Whether those fished from the Parisian depths are innocent or otherwise, interest in them is always high. The Guardian writes that the river police “inspire fascination… and often appear on television discussing their work. Last year, 50 corpses were retrieved from the Seine’s murky water… Around 90 people attempt suicide in the river each year; roughly 70 are saved.”

It seems this Mona Lisa-like case is a something of a one off, albeit giving rise to a welter of stories which present her as everything from a wide-eyed country girl to a variation on Shakespeare’s Ophelia.

‘Rescue Annie’. Photo by Gun Hjortryd – Own work CC BY-SA 3.0
‘Rescue Annie’. Photo by Gun Hjortryd – Own work CC BY-SA 3.0

But there is one way she lives on that brings hope amongst the rose-tinted misery. The death mask has breathed life into various individuals, or rather had life breathed into her. This is due to CPR — CardioPulmonary Resuscitation. In this incarnation she even has her own brand name: Resusci Anne.

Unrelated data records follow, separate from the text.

PR #537, opened 2016-09-16
CXX-971 (part 3) Minor cleanup of model classes

jrassi:
Improved consistency of code style, added additional test coverage.


jrassi:
@acmorrow @xdg, PTAL.

jrassi:
Similarly to #535, I've split this into four commits and merged them into 3.1-dev.

In regard to your "Assuming this all squishes down later" comment: no, I'll keep them split.  Doing so will allow later readers (and blamers) to reap the same readability benefits that the work's official reviewers do.  Also, keeping them split is useful for accelerating the diagnosis of any issues that may come up with this work (like with Evergreen's bisect feature or git bisect).

PR #538, opened 2016-09-16
CXX-971 (part 4) Add collation to model::update_one

jrassi:


jrassi:
@acmorrow @xdg, PTAL.

src/mongocxx/model/update_one.hpp
```diff
@@ -79,6 +101,7 @@ class MONGOCXX_API update_one {
     bsoncxx::document::view_or_value _filter;
     bsoncxx::document::view_or_value _update;
 
+    stdx::optional<bsoncxx::document::view_or_value> _collation;
```
jrassi: AFAICT, the original author of the model classes sequenced the public methods and private members into an alphabetical list of required options, followed by an alphabetical list of optional options.  The blank at 103 was to separate the two sections for the private members.

I'd be happy to remove the blank at 103 and re-sort the members/methods in proper alphabetical order, without regard to whether they are required/optional.  Would you prefer this?

xdg: Let's leave it as is.  LGTM

jrassi:
Merged in d6db05283e26958d190d4df579bdc63254b45fc3.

This is “the world’s most famous life-sized doll, and also the most kissed woman in the world.” Such a bizarre accolade has been earned alongside a strong track record in saving lives. “More than 300 million people have embraced her lifelike form to learn mouth-to-mouth resuscitation” since her creation in the 1960s.

The doll was the work of Asmund Laerdal, a toymaker from Norway who had previously revived his young son and was given the job of making something that could be used to train people in CPR. As BBC Magazine writes, he felt “that a female doll would seem less threatening to trainees” and recalled “a mask on the wall of his grandparents’ house many years earlier.”

Read another story from us: The story behind London’s “Time-Traveling” Tomb

The reasons behind the Unknown Woman’s fate will probably never be known. Some speculate her serene quality was provided by a living model, meaning the whole thing was an elaborate deception. Even so, she has taken on a life of her own. And while there has been a lot of money made at her expense, she also became a positive symbol for those in need of help in the direst of circumstances.